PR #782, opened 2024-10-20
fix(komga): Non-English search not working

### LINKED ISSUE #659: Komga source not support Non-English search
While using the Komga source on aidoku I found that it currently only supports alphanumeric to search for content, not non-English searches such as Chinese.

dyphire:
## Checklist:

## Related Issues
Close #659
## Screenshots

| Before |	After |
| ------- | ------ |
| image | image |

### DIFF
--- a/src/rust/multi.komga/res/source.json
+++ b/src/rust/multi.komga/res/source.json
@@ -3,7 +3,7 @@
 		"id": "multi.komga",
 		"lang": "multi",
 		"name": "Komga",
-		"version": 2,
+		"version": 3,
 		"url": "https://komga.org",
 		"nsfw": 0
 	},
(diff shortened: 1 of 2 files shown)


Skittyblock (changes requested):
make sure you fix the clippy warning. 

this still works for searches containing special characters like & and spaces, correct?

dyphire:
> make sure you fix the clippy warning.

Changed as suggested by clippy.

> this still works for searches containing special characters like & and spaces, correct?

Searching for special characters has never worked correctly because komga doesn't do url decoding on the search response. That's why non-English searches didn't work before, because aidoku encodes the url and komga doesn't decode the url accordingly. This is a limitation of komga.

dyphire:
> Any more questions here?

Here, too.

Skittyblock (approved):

• INSTRUCTIONS TO FOLLOW
The response should contain each record above, retyped exactly.

• ANSWER BELOW
PR #782, opened 2024-10-20
fix(komga): Non-English search not working

### LINKED ISSUE #659: Komga source not support Non-English search
While using the Komga source on aidoku I found that it currently only supports alphanumeric to search for content, not non-English searches such as Chinese.

dyphire:
## Checklist:

## Related Issues
Close #659
## Screenshots

| Before |	After |
| ------- | ------ |
| image | image |

### DIFF
--- a/src/rust/multi.komga/res/source.json
+++ b/src/rust/multi.komga/res/source.json
@@ -3,7 +3,7 @@
 		"id": "multi.komga",
 		"lang": "multi",
 		"name": "Komga",
-		"version": 2,
+		"version": 3,
 		"url": "https://komga.org",
 		"nsfw": 0
 	},
(diff shortened: 1 of 2 files shown)


Skittyblock (changes requested):
make sure you fix the clippy warning. 

this still works for searches containing special characters like & and spaces, correct?

dyphire:
> make sure you fix the clippy warning.

Changed as suggested by clippy.

> this still works for searches containing special characters like & and spaces, correct?

Searching for special characters has never worked correctly because komga doesn't do url decoding on the search response. That's why non-English searches didn't work before, because aidoku encodes the url and komga doesn't decode the url accordingly. This is a limitation of komga.

dyphire:
> Any more questions here?

Here, too.

Skittyblock (approved):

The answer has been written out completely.